她到底没能挥开,宝钗又道:“我也担心,只是,妇道人家总不能阻了爷儿前行的路,相公心里怕是极想去的。”
哎,正是这个理,鳌大娘心里也清楚,若是皇帝下令也就罢了,她就没法子接受傻儿子毛遂自荐上赶着以身犯险这事,从前没成亲也就罢了,都是娶了媳妇的人,小两口不赶着生个大胖小子出来,怎么就闹了这一出?

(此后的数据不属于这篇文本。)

PR #473, opened 2023-01-16
feat: task fix underscore mapping for data service in the proxyressources

### LINKED ISSUE #447: [TASK]: Fix underscore mapping for Data Service in the Proxy/Ressources

dvince2:
# Cleanup of document service and related API

* Removal of unused document models from hmi-server
* Document-service now correctly uses the model and response objects rather than just `Response` type
* Corrected a serialization bug, allowing for document-service to deserialize xDD json properties as one name and reserialize as a different name to allow our hmi-server and client the ability to refer to objects without underscores.
* Added ASCII art to the document service startup console printout
* Updated hmi-client to use the new properties on the front end.

Resolves #447


Tom-Szendrey (commented):
Thank you for this!!

YohannParis:
Assign someone to this PR, and then we can bug them to approve it.

Tom-Szendrey (approved):

PR #480, opened 2023-01-17
feat: filters in doc card

shawnyama:
# Description

You can interact with the filter icons now. Also fixed click bubbling on card buttons.

image

Resolves 438 partially


mwdchang:
@shawnyama why are there so many commits in your PRs, only the last 4-5 are relevant but it looks like you are carrying your own version of commit history since last October. 

Would like to ensure that
1. you are not somehow working off an abandoned/corrupted base, and
2. this listing does not get longer and longer and create issues with Github UI/interactions

packages/client/hmi-client/src/components/data-explorer/search-item.vue
```diff
@@ -17,18 +17,24 @@ const props = defineProps<{
...
+		? props.asset.relatedExtractions?.filter((ex) => {
+				if (chosenExtractionFilter.value === null) {
+					return (
+						ex.askemClass === XDDExtractionType.Figure ||
+						ex.askemClass === XDDExtractionType.Table ||
+						ex.askemClass === XDDExtractionType.Equation ||
+						ex.askemClass === XDDExtractionType.Section || // remove this later just for testing pagination
+						ex.askemClass === XDDExtractionType.Document || // remove this later just for testing pagination
+						ex.askemClass === undefined // remove this later just for testing pagination
+					);
```
mwdchang, line 34: Why is there an extra `undefined` clause now? and the associated comments don't seem to make any sense??

Anyway, if we can exclude needing `undefined` you can probably do something like this

```
return ex.askemClass in XDDExtractionType
```

packages/client/hmi-client/src/components/data-explorer/search-item.vue
```diff
@@ -120,17 +142,20 @@ const formatFeatures = () => {
...
 				<div class="asset-nav-arrows">
-					<i class="pi pi-arrow-left" @click="paginationMovement(-1)"></i>
-					Asset {{ relatedAssetPage + 1 }} of {{ extractionsWithImages.length }}
-					<i class="pi pi-arrow-right" @click="paginationMovement(1)"></i>
+					<i class="pi pi-arrow-left" @click.stop="paginationMovement(-1)"></i>
+					<template v-if="extractionsWithImages.length > 0">
+						Asset {{ relatedAssetPage + 1 }} of {{ extractionsWithImages.length }}
+					</template>
+					<template v-else> No {{ chosenExtractionFilter }}s </template>
+					<i class="pi pi-arrow-right" @click.stop="paginationMovement(1)"></i>
```
mwdchang, line 158: Nitpick: I would recommend we don't use the pagination nomenclature here, maybe `preview` is a better term?

Tabular data will typically not show up well in small sizes, and to some extent equations because of with/height ratios ... I wonder if we need to go back to Jamie for this for more thoughts.

YohannParis (approved):

packages/client/hmi-client/src/components/data-explorer/search-item.vue
shawnyama: xdd has been returning undefined classes as of late. It's just there so I can test the pagination. Once Derek fixes the backend stuff I'll only be filtering through table, figure, url, equation

packages/client/hmi-client/src/components/data-explorer/search-item.vue
shawnyama: Similar situation as above, they are undefined anyways so I'll apply proper filters once we have chosen which ones/once the backend works

YohannParis (dismissed):

YohannParis (approved):

PR #1357, opened 2023-07-11
feat: add ciemss simulate workflow node

### LINKED ISSUE #1268: [FEAT]: Add CIEMSS Simulate component
- [x] Modify Workflow menu (from toolbar and right-click) to distinguish Deterministic and Probabilistic components
image
- [x] Modify the header of the Simulate box/panel to differentiate probabilistic from deterministic
image
The input tab for Simulate (probabilistic) is the same as the existing deterministic version except for:
image
- [x] 'Add Uncertainty' toggle
- [ ] Other options section at the bottom with 'Number of stochastic samples (default to 100) and Method (default to what is in mockup)
The output tab is the same as the existing deterministic version, except that:
image
- [x] The chart can only show one variable at a time and one chart plots all samples for that variable in grey.
- [x] We need to compute the mean and display it on top as a thicker dark green line

mj3cheun:
# Description

Screenshot 2023-07-11 at 11 22 59 AM

Resolves #1268


packages/services/hmi-server/src/main/java/software/uncharted/terarium/hmiserver/resources/simulationservice/SimulationRequestResource.java
```diff
@@ -91,4 +99,31 @@ public Simulation makeCalibrateJob(
...
+	) {
+		final JobResponse res = simulationServiceProxy.makeCalibrateJob(Converter.convertObjectToSnakeCaseJsonNode(request));
+
+		Simulation sim = new Simulation();
+		sim.setId(res.getSimulationId());
+		sim.setType("simulation");
+
+		sim.setExecutionPayload(request);
+
+		// // FIXME: These fiels are arguable unnecessary
```
dvince2, line 119: If they're not needed do we want to remove these, or should they stick around?

packages/client/hmi-client/src/components/workflow/tera-simulation-workflow.vue
```diff
@@ -363,6 +371,7 @@ function appendOutputPort(node: WorkflowNode, port: { type: string; label?: stri
 
 // Run testOperation
 const testNode = (node: WorkflowNode) => {
+	console.log(node);
```
dvince2, line 374: debug print

dvince2 (approved):
There are a lot of debug/fixme/etc comments that could be cleaned up... but also we have a lot of cleanup to do after the hackathon

packages/client/hmi-client/src/components/workflow/simulate-ciemss-operation.ts
```diff
@@ -0,0 +1,30 @@
+import { TimeSpan } from '@/types/Types';
+import { Operation, WorkflowOperationTypes } from '@/types/workflow';
+import { ChartConfig } from '@/types/SimulateConfig';
+
+export interface SimulateOperationState {
+	chartConfigs: ChartConfig[];
+	currentTimespan: TimeSpan;
+}
```
mwdchang, line 8: I think we need to rename this, cause the same named interface is being exported and it might make things a tad confusing.

packages/services/hmi-server/src/main/java/software/uncharted/terarium/hmiserver/resources/simulationservice/SimulationRequestResource.java
mj3cheun: im not sure what those fields do, just copied and pasted them from the other endpoints. i hear @YohannParis might know a bit more what they do and if they should be removed or not

packages/client/hmi-client/src/components/workflow/tera-simulation-workflow.vue
mj3cheun: thanks removed.

packages/client/hmi-client/src/components/workflow/simulate-ciemss-operation.ts
mj3cheun: this type is a duplicate of the julia version, do we want to use the same type for both or have one type for ciemss and julia each?

mj3cheun: im going to have one type for each, we can change it down the line if we want

packages/services/hmi-server/src/main/java/software/uncharted/terarium/hmiserver/resources/simulationservice/SimulationRequestResource.java
mwdchang: TDS should really handle this portion, but there is some confusion with with @YohannParis want terarium to do??
We will sort it out after the hackathon.

mwdchang:
Per discussion.
- Let's remove the modal and editing stuff from tera-model-configuation-ciemss
- Let's rename tera-model-configuration-ciemss => tera-model-configuration-distribution

PR #1362, opened 2023-07-11
fix: resource panel refreshes properly when assets are being added/removed

shawnyama:
# Description

Updating resource store within the project service whenever the project in postgres is modified. I also refetch the project once a resource is uploaded through the overview panel. `project` in App.vue is updated to match the resource store whenever resource store is updated. 

Additionally an asset doesn't open when you want to remove it.

https://github.com/DARPA-ASKEM/Terarium/assets/28237258/e09703b9-dd86-43c9-bed2-ba11f5111199


YohannParis (commented):
Why all the FIXME, could they be fixed on this PR.

shawnyama:
> Why all the FIXME, could they be fixed on this PR.

These FIXMEs are not a product of the changes I made here, they have always been a problem. I am just highlighting them.

YohannParis (approved):

PR #1365, opened 2023-07-11
feat: added 2 more options to the workflow menu

jamiewaese-uncharted:
Added these:
image


Tom-Szendrey:
Can we leave this out right now?
I am working on a branch to add the Simulate Ensemble option but it involves a few more added files ect to make it a valid option 

If having these as disabled options helps the short term (today) then no complaints

jamiewaese-uncharted:
Also adjusted the menu so the options don't line wrap:

image

YohannParis (approved):

Tom-Szendrey (approved):

Issue #1220, opened 2023-06-13
[TASK]: Second pass at 'Search by Example'


pascaleproulx:
**Describe the task**
The 'Search by Example' feature is incomplete. Now that we have more control with access to ES, let's do a second pass to remove some rough edges.

**Task Items**
- [x] Update the search bar to reflect which search was issued e.g. Similar content to: [name of resource]
- [x] Update the 'Showing...' message to reflect which search was issued. e.g. Showing xxx results for similar content to: [name of resources]
- [ ] Get bigger set of results and populate the facets like any other search

**Current state**
- search context is from previous search, not the search by example one
- no facets
- only 10 results
<img width="1792" alt="image" src="https://github.com/DARPA-ASKEM/Terarium/assets/42645294/1a84544b-b595-41e5-9a39-ef58fa0ed9ae">

PR #1367, opened 2023-07-11
Search by example improvements

Jami159:
# Description

* updates the search bar to reflect which search was issued e.g. Similar content to: [name of resource]
* updates the 'Showing...' message to reflect which search was issued. e.g. Showing xxx results for similar content to: [name of resources]
* Video demo: https://capture.dropbox.com/d1jf0MmThQ6Wr6qv

Resolves the first 2 asks for #1220


packages/client/hmi-client/src/page/data-explorer/search-by-example.ts
```diff
@@ -8,6 +8,15 @@ const searchByExampleOptions = ref<SearchByExampleOptions>({
...
+	return { searchByExampleOptions, searchByExampleItem, searchByExampleAssetCardProp };
+}
+
+export function extractResourceName(resource): string {
+	if (resource.name) {
+		return resource.name;
+	}
+
+	return resource.title;
 }
```
YohannParis, line 22:
```suggestion
export function extractResourceName(resource): string {
	return resource?.name ?? resource.title;
}
```

packages/client/hmi-client/src/page/data-explorer/components/tera-search-results-list.vue
```diff
@@ -145,13 +156,39 @@ const resultsCount = computed(() => {
...
+					s += ', ';
+				}
+				s += optionBoolstoStrs[key];
+			}
+		});
+	}
+
+	return s;
+});
+
```
YohannParis, line 183: If you are making a string that contains the same value every time, why not just a string literal?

这一根筋的傻小子,她也知道劝不住,不过抱怨几句罢了。
鳌禹到底去了,出乎薛宝钗意料的是,自荐的勇士之中竟还有她亲哥哥薛蟠,她生命中最重要的两个男人都跟着庄凛踏上了南征之途,若得胜,憋屈这么多年薛家咸鱼翻身,若有个什么意外……她如何受得住打击?
……
自京城到广州府,足足走了三个月,他们抵达之时,广州已经遍地硝烟。
南边的气候同京城差异极大,正直六月,天热得很,好些士兵都中了暑,又吐又拉,勉强到了地方,却已经去掉半条命,对于大晋朝军人的素质林燕玉表示很无奈,虽然从一开始就知道,有火枪火炮介入的战争不是依靠人力堆积就能获胜的,遇到这种情况,她依然深深蛋疼了。

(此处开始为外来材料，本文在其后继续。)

Issue #1351, opened 2023-07-11
[BUG]: Graph default zoom is not correct


mwdchang:
The default zoom should try to encompass as much of the graph as you can, right now this is a bit messed up.

E.g. the graph's bottom portion is cut off

<img width="1133" alt="image" src="https://github.com/DARPA-ASKEM/Terarium/assets/1220927/4f7715dd-112e-493e-9ddf-b900f15c1823">

The code to handle this is  under `client/graph-scaffolder/src/core/renderer.ts`. Talk to @mwdchang if there are any questions.

```
	setToDefaultZoom() {
		const svg = d3.select(this.svgEl);
		let scale = 1;
		if (this.chart) {
			scale = this.chartSize.width / (this.graph.width ?? 1);
		}

		svg.call(
			this.zoom?.transform as any,
			d3.zoomIdentity.translate(1, 100).scale(scale).translate(0, 0)
		);
	}
```

PR #1369, opened 2023-07-11
fix: graph zoom and showing transition equations

blanchco:
# Description
- fix graph zoom so that it now centers and showing the entire model diagram
- adding equations above the transition node for better visibility

Showing Transition Nodes

https://github.com/DARPA-ASKEM/Terarium/assets/33158416/866aa412-0c71-4b2d-8719-72bc06405c5e

Showing zoom fix

https://github.com/DARPA-ASKEM/Terarium/assets/33158416/0ca04f23-5c48-4786-afac-c4a471df1ef7

Resolves #(issue)
https://github.com/DARPA-ASKEM/Terarium/issues/1351

### DIFF
--- a/packages/client/hmi-client/src/model-representation/petrinet/petrinet-renderer.ts
+++ b/packages/client/hmi-client/src/model-representation/petrinet/petrinet-renderer.ts
@@ -10,6 +10,7 @@ import * as petrinetService from '@/model-representation/petrinet/petrinet-servi
 export interface NodeData {
 	type: string;
 	strataType?: string;
+	expression?: string;
 }
 
 export interface EdgeData {
@@ -152,7 +153,7 @@ export class PetrinetRenderer extends BasicRenderer<NodeData, EdgeData> {
 			.on('mouseover', handleMouseOver)
 			.on('mouseout', handleMouseOut);
 
-		// transitions text
+		// transitions label text
 		transitions
 			.append('text')
 			.attr('y', () => 5)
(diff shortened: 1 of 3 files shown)


packages/client/hmi-client/src/model-representation/petrinet/petrinet-renderer.ts
```diff
@@ -167,6 +168,20 @@ export class PetrinetRenderer extends BasicRenderer<NodeData, EdgeData> {
...
+			.style('text-anchor', 'middle')
+			.style('paint-order', 'stroke')
+			.style('stroke', (d) =>
+				d.data.strataType ? strataTypeColors[strataTypes.indexOf(d.data.strataType)] : '#FFF'
+			)
+			.style('stroke-width', '3px')
+			.style('stroke-linecap', 'butt')
+			.style('fill', 'var(--text-color-primary')
+			.style('pointer-events', 'none')
+			.html((d) => d.data.expression ?? null);
```
mwdchang, line 184: - Why do you care about strataTypes?

packages/client/hmi-client/src/model-representation/petrinet/petrinet-service.ts
```diff
@@ -94,16 +95,19 @@ export const convertToIGraph = (amr: Model) => {
 		const typeMap = amr.semantics?.typing?.type_map.find(
 			(map) => map.length === 2 && transition.id === map[0]
 		);
+
+		const targetNode = amr.semantics?.ode.rates.find((node) => transition.id === node.target);
+
```
mwdchang, line 100: You are not trying to find a "node", would be clearer to call it `targetRate`.

packages/client/hmi-client/src/model-representation/petrinet/petrinet-renderer.ts
blanchco: @mwdchang copy pasted this from the previous label text, its not needed.  I've removed this and given the default which was '#FFF'

packages/client/hmi-client/src/model-representation/petrinet/petrinet-service.ts
blanchco: @mwdchang makes sense - i've renamed to 'targetRate' and 'rate' respectively

mwdchang (approved):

她不相信有绝对的胜利或者失败,人活着就有博弈的机会。
弱到这份上,谁敢将希望寄托在他们身上?真是连奶娃娃也不如,自家几个小子,也就庄小二总皱着眉头,作为一线战场,广州杀气太重,不符合他佛渡众生的哲学,至于其他人,包括体质最弱的小柿子,都表示适应良好,他本就是寒性体质,大冷天手脚冰凉不容易暖和,六月温度正好,暖洋洋舒服得很。
解暑的法子很多,不需要智能管家出谋划策,依靠常识,林燕玉就能列出好几种,她并没有急着展现自己,怎么帮助士兵们调整到最佳状态这是军医的责任。再说,二爷就是个坑不怕的性子,他没去烦燕玉,直接同管家大人谈起交易。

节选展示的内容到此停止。